Mapping Cropping Practices on a National Scale Using Intra-Annual Landsat Time Series Binning


Spatially explicit information on cropland use intensity is vital for monitoring land and water resource demands in agricultural systems. Cropping practices underlie substantial spatial and temporal variability, which can be captured through the analysis of image time series. Temporal binning helps to overcome limitations concerning operability and repeatability for mapping large areas and can improve the thematic detail and consistency of maps in agricultural systems. We here assessed the use of annual, quarterly, and eight-day temporal features for mapping five cropping practices on annual croplands across Turkey. We used 2403 atmospherically corrected and topographically normalized Landsat Collection 1 L1TP images of 2015 to compute quarterly best-pixel composites, quarterly and annual spectral-temporal metrics, as well as gap-filled eight-day time series of Tasseled Cap components. We tested 22 feature sets for binary cropland mapping, and subsequent discrimination of five cropping practices: Spring and winter cropping, summer cropping, semi-aquatic cropping, double cropping, and greenhouse cultivation. We evaluated area-adjusted accuracies and compared cropland area estimates at the province-level with official statistics. We achieved overall accuracies above 90%, when using either all quarterly features or the eight-day Tasseled Cap time series, indicating that temporal binning of intra-annual image time-series into multiple temporal features improves representations of cropping practices.

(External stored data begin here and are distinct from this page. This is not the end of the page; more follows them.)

PR #410, opened 2019-02-20
Fixes #26099 - Add bootdisk back to params

chris1984:
The pr that changed this has caused regression, I have used this for my fog-vsphere testing and @lzap is hitting this with a customer too. Opening a pr to revert the change. I have not seen any regression with this when doing testing etc.

### DIFF
--- a/lib/hammer_cli_foreman/hosts/common_update_options.rb
+++ b/lib/hammer_cli_foreman/hosts/common_update_options.rb
@@ -36,10 +36,12 @@ module HammerCLIForeman
           :format => HammerCLI::Options::Normalizers::KeyValueList.new
         base.option "--interface", "INTERFACE", _("Interface parameters"), :multivalued => true,
           :format => HammerCLI::Options::Normalizers::KeyValueList.new
+        base.option "--provision-method", "METHOD", " ",
+          :format => HammerCLI::Options::Normalizers::Enum.new(['build', 'image', 'bootdisk'])
 
         base.build_options :without => [
               # - temporarily disabled params that will be removed from the api ------------------
-              :capabilities, :flavour_ref, :image_ref, :start,
+              :provision_method, :capabilities, :flavour_ref, :image_ref, :start,
               :network, :cpus, :memory, :provider, :type, :tenant_id, :image_id,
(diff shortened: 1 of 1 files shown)


chris1984:
@mbacovsky can I get a review please?

mbacovsky:
@chris1984 Why it was fixed here and not in the API? The fix should be done there IMO (regardless of the fact that this should be added by the bootdisk plugin).

After some investigation I found out with recent Foreman versions it correctly lists also the `bootdisk` option. https://github.com/theforeman/foreman/commit/51685ba80898aa6835a2396c14c02d8af52aec13 this adds the capability to extend provision methods from plugins. It is there for quite some time (since Foreman 1.11). So the question is why the option is not present in Sat. I was even not able to get it working in latest Sat builds but upstream works just fine for me (tried all with same hammer binary). All and all I'd prefer to find the cause then introducing a workaround here.

chris1984:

Class accuracies of winter and spring, summer, and double cropping were robust, while omission errors for semi-aquatic cropping and greenhouse cultivation were high. Our mapped cropland extent was in good agreement with province-level statistics (r2 = 0.85, RMSE = 7.2%). Our results indicate that 71.3% (±2.3%) of Turkey’s annual croplands were cultivated during winter and spring, 15.8% (±2.2%) during summer, while 8.5% (±1.6%) were double-cropped, 4% (±1.9%) were cultivated under semi-aquatic conditions, and 0.32% (±0.2%) was greenhouse cultivation. Our study presents an open and readily available framework for detailed cropland mapping over large areas, which bears the potential to inform assessments of land use intensity, as well as land and water resource demands.